Government oversight provides for pre-emptive interfaces initiated by the legislature to hold the executive and administrative organs of state accountable for diligently and lawfully executing their functions to improve the delivery of predetermined objectives of government. As local elected assemblies, municipal councils are entrusted with powers and functions in terms of section 151 of the Constitution, which place municipal councils at the centre of ensuring accountability of the executive and bureaucratic structures of the municipality.

Apart from the oversight responsibilities of political office bearers, there are also committees that must fulfil the functions of oversight over the municipal administration. The roles and functions of these Section 80 and Section 79 committees (e.g. executive committees, mayoral committees, council portfolio committees, municipal public accounts committees and audit committees) in terms of the Local Government: Municipal Structures Act (MSA) 117 of 1998, are key structures to conduct such oversight functions. It is the duty of these committees to use necessary monitoring and tracking tools to make sure that public resources and funds are not being put to waste or misappropriated. Oversight is crucial to support processes of clean audit and prevent issues highlighted in the Auditor-General’s report from being repeated. 

Research methodology 

Following a mixed-method research design both in-depth structured interviews and a questionnaire were used to probe the perceptions of four target groups regarding municipal councillor capacity and tools for conducting their oversight role. The responses obtained were triangulated to gain a comprehensive perspective of the status of municipal oversight. The target groups, sample size and method for data collection are outlined in table 1 below.

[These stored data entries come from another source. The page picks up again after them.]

PR #4349, opened 2016-03-16
[iOS] Use CFBundleIdentifier instead of CFBundleName in UA string

boundsj:
Although often recommended, CFBundleName is not guaranteed to exist in an app's configuration. As an identifier of telemetry data, even when it is present it can be inconsistent because of localization.

CFBundleIdentifier, although possibly longer, will be consistent across locales and for the lifetime of an app in the App Store even if the app name changes in any locale.

cc @1ec5 @mick @camilleanne

### DIFF
--- a/platform/ios/src/MGLAPIClient.m
+++ b/platform/ios/src/MGLAPIClient.m
@@ -115,7 +115,7 @@ static NSString * const MGLAPIClientHTTPMethodPost = @"POST";
 }
 
 - (void)setupUserAgent {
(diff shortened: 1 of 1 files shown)


1ec5:
A bundle identifier makes sense as a fallback in the absence of an application name, but I'm not sure we need to eliminate the name entirely.

1ec5:
Per chat, we’re going to go with the bundle identifier to ensure unique user agent strings for every application that uses the SDK and avoid complications around localization.

Issue #3802, opened 2016-02-03
LatLng and LatLngBounds should enforce invariants


jfirebaugh:
Remove `operator bool()` from both classes and enforce the following invariants.
- [ ] **`LatLng`** constructor _throws_ if any of the following are violated:
  - `std::isfinite(latitude)`
  - `std::isfinite(longitude)`
  - `-90 <= latitude <= 90`
- [x] **`LatLngBounds`** constructor _swaps coordinates_ as necessary to enforce:
  - `sw.latitude <= ne.latitude`
  - `sw.longitude <= ne.longitude`

jfirebaugh:
It's useful to have an "empty" state for `LatLngBounds`: #3803. We can keep a `bool empty() const` method around for that.

jfirebaugh:
Just discovered an example of how dangerous a non-explicit `operator bool` can be: currently `LatLng(a, b) == LatLng(c, d)` is `true` for any non-NaN a, b, c, d.

PR #4355, opened 2016-03-17
Remove LatLng::null, vec2::null, and operator bool

jfirebaugh:
Instead of using NaN, 0 or other special values to indicate the lack of a real `LatLng` or `vec2` value, we should use `optional<LatLng>` or `optional<vec2>`.

Refs #3802, #4285.

cc @brunoabinader

### DIFF
--- a/include/mbgl/util/geo.hpp
+++ b/include/mbgl/util/geo.hpp
@@ -15,17 +15,19 @@ using ScreenCoordinate = vec2<double>;
 
 class LatLng {
 public:
-    struct null {};
-
     double latitude;
     double longitude;
 
     enum WrapMode : bool { Unwrapped, Wrapped };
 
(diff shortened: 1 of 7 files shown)


brunoabinader:
:+1: Glad to see one of the best idioms I learned while learning Rust (together with type traits) in C++!

include/mbgl/util/geo.hpp
```diff
@@ -65,12 +63,8 @@ class ProjectedMeters {
     double northing = 0;
     double easting = 0;
 
-    ProjectedMeters(double n = 0, double e = 0)
+    ProjectedMeters(double n, double e)
```
brunoabinader: Shouldn't `ProjectedMeters` ctor params have the same NaN/infinite checks as in `LatLng`?

PR #4372, opened 2016-03-17
Place offline cache in Application Support

### LINKED ISSUE #4371: Storing offline.db in user caches directory bad idea on OS X
The caches directory may get purged by the system at any time. It is not hard to imagine a case where a user is offline, depending on their offline map regions, and fills up their device in some other way (e.g., taking a lot of photos). In such a case the system could and would purge the user cache directory and remove the Mapbox SDK's offline db.

See: https://github.com/mapbox/mapbox-gl-native/blob/1ee7264b0edf6601a8170a30c40af4282679f495/platform/darwin/src/MGLOfflineStorage.mm#L33-L34

1ec5:
Unlike the ambient cache maintained by MGLMapView, the offline cache should live in a subdirectory of Application Support, where the SDK has control over the file’s lifetime. The subdirectory is already named after the host application’s bundle identifier, ensuring that each Mapbox-powered application has an independent tile limit.

Fixes #4371.

/cc @jfirebaugh

### DIFF
--- a/platform/darwin/src/MGLOfflineStorage.mm
+++ b/platform/darwin/src/MGLOfflineStorage.mm
@@ -33,7 +33,7 @@
         NSArray *paths = NSSearchPathForDirectoriesInDomains(NSDocumentDirectory, NSUserDomainMask, YES);
         NSString *cachePath = [paths.firstObject stringByAppendingPathComponent:fileName];
 #elif TARGET_OS_MAC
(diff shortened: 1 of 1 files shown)


jfirebaugh:
I don't understand why you are still putting "ambient cache" and "offline cache" in different categories. They need to be the same file, or "offline" doesn't work.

Table 1: Target groups, sample size and data collection methods

Target groups (T1-4) Sample Data collection method
T1: Chairpersons of Section 79 Oversight Committees • 4 x metro’s
• 8 x local municipalities (low and high capacity)
• 8 x district municipalities
Questionnaire and interviews
T2: Chairpersons of Section 79 Standing Committees • 4 x metro’s
• 8 x local municipalities (low and high capacity)
• 8 x district municipalities
Questionnaire and interviews
T3: Chairperson of Provincial SCOPA 3 (1 per 3 sampled provinces) Questionnaire and interviews
T4: Local government experts 5 experts Delphi interviews
Total sample size (n= 48)    



Research results and main findings

The key factors identified that limit the capacity of councillors as intermediaries in service delivery include the following: divisive party politics and factionalism in some municipalities; lack of technical and conceptual skills; limited comprehension of the responsibilities of portfolio oversight committees; and poor understanding of ward demarcation and the geographical spread of constituencies. On the part of councillors, the general inability of councillors to interpret technical project reports seriously hampers their oversight function. Such reports include estimates and calculations of the budget, environmental impact assessments, and feasibility studies. It is encouraging to note that the South African Local Government Association (SALGA), the National and Provincial Treasuries, and the Department of Cooperative Governance and Traditional Affairs (COGTA) in provinces have undertaken numerous capacity-building programmes aimed at equipping all councillors, new and old, with knowledge and skills for their roles. However, it seems that these initiatives do not adequately cover the broad spectrum of aspects needed for the proper functioning of oversight committees.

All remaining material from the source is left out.